Es ist eine gute Woche her, daß in Deutschland erstmals
homosexuelle Paare geheiratet haben - wie Mann und Frau. Möglich wurden diese
Hochzeiten, weil zum 1. Oktober das Gesetz zur Ehe für alle bundesweit in Kraft
trat. Manche schwulen oder lesbischen Paare aber werden es sich sehr genau
überlegen, ob sie tatsächlich amtlich den Bund der Ehe schließen wollen. Wenn
einer der Partner aus einem Land stammt, in dem Homosexuelle diskriminiert
werden, könnten die Nachteile für sie überwiegen - denn die Änderung ihres
Personenstands wird den Herkunftsländern mitgeteilt.

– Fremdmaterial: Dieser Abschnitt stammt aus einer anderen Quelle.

PR #4384, opened 2025-01-29
[Feature] version property exposed on public_node

marchrius:
This PR let a client retrieve the globaleaks version also from the `/api/public` endpoint

Before submitting a pull request, please ensure the following:

- [x] The pull request includes a description of the problem you're trying to solve.
- [x] The pull request provides an overview of the suggested solution.
- [x] The proposed code is fully functional.
- [x] The proposed code includes relevant tests to verify its functionality.
- [x] All new and existing tests pass successfully.
- [x] Overall code quality and test coverage metrics are not reduced by more than 0.5%

### DIFF
--- a/CHANGELOG
+++ b/CHANGELOG
@@ -1,3 +1,12 @@
+Changes in version 5.0.44
+    Move password hashing on clientside
+    Upgrade proof of work from sha256 to argon2id with 1 step and 1MB of requirement
+    Refactor SecureTemporaryFile replacing AES with ChaCha20
+    Enable Brotli compression of static (offline) and dynamic (on-the-fly) content
+    Fix bug visualization of files uploaded by recipients introduced in 5.0.19
+    Bump client dependencies to latest version
+    Update translations
+
 Changes in version 5.0.43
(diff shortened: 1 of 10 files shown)


evilaliv3:
Thank you @marchrius for this proposal.

May i ask you which is hte motivation of this implementation?

The reason why we are not exposing the the software version is the following.

Back in 2011 we used to expose the software version and a auditor advised to remove it.

We do not believe in security through obscurity and of course the version of the software can be discovered with fingerprinting technics but still we want to honor and respect the peer review received when lecit :)

marchrius:
Hi @evilaliv3 , the explanation is simple. We have a small Globaleaks SDK which is implemented in our software. We need to know which version is running and compare it with remote available tags.

evilaliv3:
Thank you @marchrius for the clarification.

I think for exposing a detail like this, that is sensible to security we might eventually need an other strategy  and administrative API functionality because automating deployments does not justify lowering security.

If you like, please join us on community.globaleaks.org and if helpful you are invited to present your SDK in a next community call.

evilaliv3:
Closing as not in line with security constraints.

Die rosarote Brille setzt man nach einem Blick auf die
Ilga-Weltkarte schnell ab; auf dieser Übersicht dokumentiert die International
Lesbian and Gay Association (Ilga) den rechtlichen Status von Lesben, Schwulen,
Bi- und Intersexuellen sowie Transgendern weltweit. Demnach sind es 76 Staaten,
in denen homophobes Strafrecht gilt. In sieben Staaten (Iran, Jemen,
Mauretanien, Saudi-Arabien, Sudan, Teile von Nigeria und Somalia) sind Schwule
von der Todesstrafe bedroht. In 22 asiatischen Staaten werden Homosexuelle
strafrechtlich verfolgt; unter anderem auch auf zehn karibischen Inselstaaten
sind homosexuelle Handlungen strafbar.
![]() |
| Foto-BerlinerZeitung) |
Schwule und Lesben sollen in ihren Herkunftsländern nicht entwürdigt werden
Was tun, wenn die Behörden bei der Einreise erkennen können,
daß da im Ausland eine Frau eine Frau oder ein Mann einen Mann geheiratet hat?
Am 1. November, einen Monat nach Wirksamkeit der Ehe für alle, tritt nämlich
ein weiteres Gesetz in Kraft: Es ist das sogenannte Personenstandsrechts-Änderungsgesetz.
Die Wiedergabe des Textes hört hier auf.